In terms of safety, the regimen was well tolerated, with less than 10% of patients experiencing grade 3 or higher treatment-related adverse events, and no unexpected safety signals were observed.
This study has several important implications. It provides an effective and low-toxicity adjuvant treatment option for cisplatin-ineligible patients, addressing a long-standing clinical gap. It also expands the role of HER2-targeted ADC therapy from metastatic disease into the postoperative setting, potentially enabling more patients to reduce recurrence risk and achieve cure.
Importantly, UTUC has a higher incidence in China than in Western countries, making this research highly relevant both locally and globally. These findings represent high-quality evidence generated from a Chinese population and contribute to the global advancement of UTUC management.
Future efforts will include larger multicenter randomized trials and longer follow-up to further validate the long-term efficacy and safety of this strategy.
03
Given the strong potential of disitamab vedotin, what future directions should be explored?
Professor Xuesong Li: Disitamab vedotin still has significant potential across the entire treatment course of UTUC.
One key direction is expanding its role in the perioperative setting, including both neoadjuvant and adjuvant therapy. Our current study focuses on postoperative treatment, addressing the unmet need in cisplatin-ineligible patients while balancing efficacy and renal safety.

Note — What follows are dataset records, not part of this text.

PR #5565, opened 2026-07-24
Use the provider's canonical identity in resolveRepository (#5558)

### LINKED ISSUE #5558: resolveRepository builds the identity from the input URL and discards the provider's canonical repo, so renames are undetectable
Found in a full review pass of the `core` branch (at `708112435`), comparing `IntegrationService.resolveRepository` against the gkcli `repo resolve` semantics it replaces (kepler#1329).

## Problem

`resolveRepository` (`packages/plus/integrations/src/integrationService.ts`, around the `getRepoInfo` call) resolves the repo through the provider and then builds the returned identity **from the owner/name parsed out of the input remote URL**, discarding the response:

```ts
const repo = await integration.getRepoInfo({ owner, name, project, connectionId });
...
const identity: RepositoryIdentity = {
    providerId: id,
    domain: domain,
    owner: owner,   // <- from the URL matcher, not from `repo`
    name: name,     // <- from the URL matcher, not from `repo`
    ...
};
```

The `ProviderRepository` returned by `getRepoInfo` carries the **canonical** `namespace`/`name` from the provider (provider-apis `normalizeRepository`: `namespace: repository.owner.login, name: repository.name`; GitHub's REST/GraphQL repo lookup follows the 301 rename redirect, so a stale old name resolves to the new canonical identity). That canonical data is fetched and then thrown away.

## Why this matters for Kepler (kepler#1329, kepler#999/#1010)

The whole point of `gk repo resolve` in Kepler is **canonicalization**: `ResolvedRepoIdentity.renamed` (`kepler/src/backend/provider/repo-resolution.ts:35-39`) marks a host-side rename whose stale local remote still points at the old name, and drives the `{ canonical }` policy in `correlate.ts` (use the provider's canonical name instead of the literal remote name). gkcli computes it by comparing input vs response:

```go
// gkcli internal/providers/repository/github.go:116
renamed := !strings.EqualFold(resolved.Owner, input.Owner) || !strings.EqualFold(resolved.Name, input.Name)
```

With the current facade, a `CoreGitLensProviderAdapter` would always receive the literal input identity marked `resolved`, `renamed` would always be `false`, and the kepler#999 regression (correlations silently missing on renamed repos) would come back with no signal.

## Suggested fix

- Populate `RepositoryIdentity.owner`/`name` from `repo.namespace`/`repo.name` (the canonical values), keeping the parsed values only as fallback when the provider response omits them.
- Add `renamed: boolean` to `RepositoryIdentity`, computed as a case-insensitive comparison of the parsed input owner/name vs the canonical response (mirroring gkcli).
- Keep `remoteUrl` as the original input so the caller can still key the resolution back to the remote it asked about.

One caveat to verify per provider: Bitbucket Server/Azure lookups may echo the input casing rather than a canonical one; the case-insensitive compare covers that, matching gkcli's `EqualFold`.

Part of the Kepler migration epic (gitkraken/kepler#1322, sub-issue kepler#1329).

julianmesa-gitkraken:
## Summary

`IntegrationService.resolveRepository` resolved the repo through the provider and then built the returned `RepositoryIdentity` from the owner/name parsed out of the **input** remote URL, discarding the canonical `namespace`/`name` in the provider response. GitHub's REST/GraphQL repo lookup follows the 301 rename redirect, so a stale old name resolves to the new canonical identity; throwing that away made host-side renames undetectable.

This matters for the Kepler migration (kepler#1329, kepler#999/#1010): the whole point of `gk repo resolve` is canonicalization. Without the canonical values and a rename signal, a `CoreGitLensProviderAdapter` would always see the literal input identity marked `resolved` with `renamed` always `false`, reintroducing the kepler#999 regression (correlations silently missing on renamed repos).

## Changes

- Populate `RepositoryIdentity.owner`/`name` from `repo.namespace`/`repo.name` (canonical), falling back to the parsed values only when the response omits them (truthy `||`, so an empty-string response degrades to the parsed remote rather than emitting an empty identity or a spurious rename).
- Add `renamed: boolean` to `RepositoryIdentity`, computed as a case-insensitive compare of the parsed input owner/name vs the canonical response. This mirrors gkcli's `EqualFold`, so hosts that echo the input casing (e.g. Bitbucket Server/Azure) aren't flagged.
- Keep `remoteUrl` as the original input so the caller can key the resolution back to the remote it asked about.

`project` intentionally stays the parsed value and isn't part of the `renamed` compare: the `getRepoInfo` lookup is scoped by the parsed project, so a mismatching canonical project can't come back (it would 404 into `not-found` instead), matching the issue's owner/name scope.

## Tests

Extended `resolveRepository.test.ts`:
- canonical owner/name come from the provider response, `renamed: true` on a name change, `remoteUrl` preserved
- owner-only rename (repo transferred between accounts) flags `renamed`
- case-only difference does **not** flag `renamed`
- response omitting owner/name falls back to the parsed remote, `renamed: false`

Full package test suite passes; `pnpm run check` and `tsc -b` are clean.

Closes #5558

### DIFF
--- a/packages/plus/integrations/src/__tests__/resolveRepository.test.ts
+++ b/packages/plus/integrations/src/__tests__/resolveRepository.test.ts
@@ -88,6 +88,77 @@ suite('resolveRepository (#5438)', () => {
 		}
 	});
 
+	test('builds the identity from the canonical provider response, marking a rename', async () => {
+		const manager = createIntegrationManager(createFakeRuntime());
+		const gh = await connect(manager, GitCloudHostIntegrationId.GitHub, 'github.com');
+		// The remote points at the stale `octocat/old-name`; the provider follows the 301 redirect and
+		// returns the canonical `octocat/hello`.
+		stubGetRepo(gh, () =>
+			Promise.resolve({ id: 'r1', namespace: 'octocat', name: 'hello' } as unknown as ProviderRepository),
+		);
+
+		const result = await manager.resolveRepository({ remoteUrl: 'https://github.com/octocat/old-name.git' });
+		assert.equal(result.resolution.status, 'resolved');
+		assert.equal(result.resolution.identity?.owner, 'octocat', 'owner comes from the canonical response');
+		assert.equal(result.resolution.identity?.name, 'hello', 'name comes from the canonical response');
+		assert.equal(result.resolution.identity?.renamed, true, 'a differing canonical name flags renamed');
+		assert.equal(
+			result.resolution.identity?.remoteUrl,
+			'https://github.com/octocat/old-name.git',
+			'remoteUrl keeps the original input',
+		);
+
+		manager.dispose();
+	});
+
+	test('flags renamed when only the owner changed (repo transferred between accounts)', async () => {
+		const manager = createIntegrationManager(createFakeRuntime());
+		const gh = await connect(manager, GitCloudHostIntegrationId.GitHub, 'github.com');
+		// The repo kept its name but moved to a new owner; the name-only rename test above keeps the owner
+		// constant, so this exercises the owner side of the OR compare.
+		stubGetRepo(gh, () =>
+			Promise.resolve({ id: 'r1', namespace: 'new-org', name: 'hello' } as unknown as ProviderRepository),
+		);
+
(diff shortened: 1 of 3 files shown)


julianmesa-gitkraken:
augment review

Another important area is combination strategies. Beyond radiotherapy, future studies should explore combinations with immune checkpoint inhibitors or minimally invasive local therapies such as laser ablation. These multimodal approaches may further enhance efficacy and broaden the patient population that can benefit.
Biomarker-driven patient selection is also crucial. HER2 is the primary target of disitamab vedotin, but its expression in urothelial carcinoma is heterogeneous both spatially and temporally. Our team has explored the use of 68Ga-HER2 PET/CT imaging to dynamically assess HER2 expression across the whole body, highlighting the need to move beyond single biopsy-based evaluation toward real-time, whole-body precision assessment.
Finally, generating real-world data in Chinese populations will be essential. Given the unique epidemiology and clinical characteristics of UTUC in Asia, large-scale real-world evidence can help refine treatment strategies and create a continuous cycle of clinical observation, research validation, and clinical application.
Overall, we anticipate that more high-quality data on disitamab vedotin will emerge, helping to establish a comprehensive, precise, and patient-centered treatment system for UTUC, ultimately benefiting more patients worldwide.
Expert Profile

Xuesong Li Peking University First Hospital
Professor Xuesong Li is a leading expert in urologic oncology and reconstructive surgery, with significant contributions to upper urinary tract reconstruction and precision treatment strategies in urothelial carcinoma.